» **Problem requirements**
Give every line below again, exactly as it appears.

· · · · · · ·

PR #1798, opened 2024-08-30
feat: Use Viem in finalizer for some OpStack chains

nicholaspai:
## The eth-optimism NPM package is being deprecated
This package is built on `ethers.js` and it is scheduled for [deprecation](https://docs.optimism.io/builders/notices/sdk-deprecation). The finalizer is one of the main packages in this repo that uses external SDK's so the finalizer eventually MUST migrate to the viem version of the optimism SDK. This PR adds OP-stack support for most chains we currently support minus a few that are non-standard.

## Current limitations of Viem:
- ~No easy way to convert ethers Provider to [Viem transport](https://viem.sh/docs/clients/transports/custom), meaning that RPC calls won't go through our custom RetryProvider. The Viem transport does have retry and fallback logic natively but not caching built-in. I think we'll need a larger refactor to support this migration if we wanted to use Viem more widely throughout the codebase. We can probably get away with Viem in the finalizer if we restrict its use only for the few RPC calls required to support finalizer functions (e.g. building transaction args requires querying contracts).~ I defined a custom `request` function to comply with EIP1193.
- This results in some unsightly casts to `any` to get types to match
- ~`getWithdrawalStatus` only supports querying a transaction with a single withdrawal. This isn't very useful for us today since we usually multicall our withdrawals. We need something like [this PR](https://github.com/wevm/viem/pull/2873) in order to use Viem to finalize~ This PR got merged!
- [Viem accounts](https://viem.sh/docs/clients/wallet#json-rpc-accounts) don't seem to be obviously interoperable with ethers Signers

## Suggested roadmap
- ~Use Viem for optimism mainnet, and then a few op stack chains over time.~
- Build generalized Viem modules that could help us install viem into the broader codebase like:
    - converting between Ethers providers/signers and Viem transports/accounts

## Resources
- [viem.sh/op-stack docs](https://viem.sh/op-stack/guides/withdrawals)
- [github](https://github.com/wevm/viem/tree/main/src)


src/finalizer/utils/opStack.ts
```diff
@@ -142,32 +164,166 @@ export async function opStackFinalizer(
...
+  } = {
+    callData: [],
+    withdrawals: [],
+  };
+  if (VIEM_OP_STACK_CHAINS[chainId]) {
+    const hubChainId = chainIsProd(chainId) ? CHAIN_IDs.MAINNET : CHAIN_IDs.SEPOLIA;
+    const publicClientL1 = viem
+      .createPublicClient({
+        chain: chainIsProd(chainId) ? viemChains.mainnet : viemChains.sepolia,
+        transport: viem.http(getCachedProvider(hubChainId, true).providers[0].connection.url),
```
nicholaspai, line 186: this part is annoying: is there a better way to set up a viem.http() object without having to access the ethers.JSONRpcProvider's connection.url prop?

src/finalizer/utils/opStack.ts
```diff
@@ -142,32 +164,166 @@ export async function opStackFinalizer(
...
+      })
+      .extend(publicActionsL1() as any) as any;
```
nicholaspai, line 188: Also really annoying and can't figure out how to get these typings to work, even the viem code itself has some weird castings so maybe its not that unexpected: https://github.com/wevm/viem/blob/80d0b61356f8a5acab2b9e622564e5b6fca53ccc/src/clients/createPublicClient.ts#L89

james-a-morris (commented):
Is this still in flight? My only question is if we'd still look to use viem for this list of chains

src/finalizer/utils/opStack.ts
```diff
@@ -181,32 +210,174 @@ export async function opStackFinalizer(
...
-    hubPoolClient,
-    logger
-  );
+    const withdrawalStatuses: string[] = [];
+    await mapAsync(events, async (event, i) => {
+      // Useful information for event:
+      const l1TokenInfo = getL1TokenInfo(event.l2TokenAddress, chainId);
+      const amountFromWei = convertFromWei(event.amountToReturn.toString(), l1TokenInfo.decimals);
+
+      const receipt = await publicClientL2.getTransactionReceipt({
```
nicholaspai, line 264: I'm pretty sure this RPC call won't go through our cached provider, and I'm unsure how to get our cached provider to act as a proxy for the public client RPC calls.

src/finalizer/utils/opStack.ts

· · · · · · ·

» **Exercise solution**
PR #1798, opened 2024-08-30
feat: Use Viem in finalizer for some OpStack chains

nicholaspai:
## The eth-optimism NPM package is being deprecated
This package is built on `ethers.js` and it is scheduled for [deprecation](https://docs.optimism.io/builders/notices/sdk-deprecation). The finalizer is one of the main packages in this repo that uses external SDK's so the finalizer eventually MUST migrate to the viem version of the optimism SDK. This PR adds OP-stack support for most chains we currently support minus a few that are non-standard.

## Current limitations of Viem:
- ~No easy way to convert ethers Provider to [Viem transport](https://viem.sh/docs/clients/transports/custom), meaning that RPC calls won't go through our custom RetryProvider. The Viem transport does have retry and fallback logic natively but not caching built-in. I think we'll need a larger refactor to support this migration if we wanted to use Viem more widely throughout the codebase. We can probably get away with Viem in the finalizer if we restrict its use only for the few RPC calls required to support finalizer functions (e.g. building transaction args requires querying contracts).~ I defined a custom `request` function to comply with EIP1193.
- This results in some unsightly casts to `any` to get types to match
- ~`getWithdrawalStatus` only supports querying a transaction with a single withdrawal. This isn't very useful for us today since we usually multicall our withdrawals. We need something like [this PR](https://github.com/wevm/viem/pull/2873) in order to use Viem to finalize~ This PR got merged!
- [Viem accounts](https://viem.sh/docs/clients/wallet#json-rpc-accounts) don't seem to be obviously interoperable with ethers Signers

## Suggested roadmap
- ~Use Viem for optimism mainnet, and then a few op stack chains over time.~
- Build generalized Viem modules that could help us install viem into the broader codebase like:
    - converting between Ethers providers/signers and Viem transports/accounts

## Resources
- [viem.sh/op-stack docs](https://viem.sh/op-stack/guides/withdrawals)
- [github](https://github.com/wevm/viem/tree/main/src)


src/finalizer/utils/opStack.ts
```diff
@@ -142,32 +164,166 @@ export async function opStackFinalizer(
...
+  } = {
+    callData: [],
+    withdrawals: [],
+  };
+  if (VIEM_OP_STACK_CHAINS[chainId]) {
+    const hubChainId = chainIsProd(chainId) ? CHAIN_IDs.MAINNET : CHAIN_IDs.SEPOLIA;
+    const publicClientL1 = viem
+      .createPublicClient({
+        chain: chainIsProd(chainId) ? viemChains.mainnet : viemChains.sepolia,
+        transport: viem.http(getCachedProvider(hubChainId, true).providers[0].connection.url),
```
nicholaspai, line 186: this part is annoying: is there a better way to set up a viem.http() object without having to access the ethers.JSONRpcProvider's connection.url prop?

src/finalizer/utils/opStack.ts
```diff
@@ -142,32 +164,166 @@ export async function opStackFinalizer(
...
+      })
+      .extend(publicActionsL1() as any) as any;
```
nicholaspai, line 188: Also really annoying and can't figure out how to get these typings to work, even the viem code itself has some weird castings so maybe its not that unexpected: https://github.com/wevm/viem/blob/80d0b61356f8a5acab2b9e622564e5b6fca53ccc/src/clients/createPublicClient.ts#L89

james-a-morris (commented):
Is this still in flight? My only question is if we'd still look to use viem for this list of chains

src/finalizer/utils/opStack.ts
```diff
@@ -181,32 +210,174 @@ export async function opStackFinalizer(
...
-    hubPoolClient,
-    logger
-  );
+    const withdrawalStatuses: string[] = [];
+    await mapAsync(events, async (event, i) => {
+      // Useful information for event:
+      const l1TokenInfo = getL1TokenInfo(event.l2TokenAddress, chainId);
+      const amountFromWei = convertFromWei(event.amountToReturn.toString(), l1TokenInfo.decimals);
+
+      const receipt = await publicClientL2.getTransactionReceipt({
```
nicholaspai, line 264: I'm pretty sure this RPC call won't go through our cached provider, and I'm unsure how to get our cached provider to act as a proxy for the public client RPC calls.

src/finalizer/utils/opStack.ts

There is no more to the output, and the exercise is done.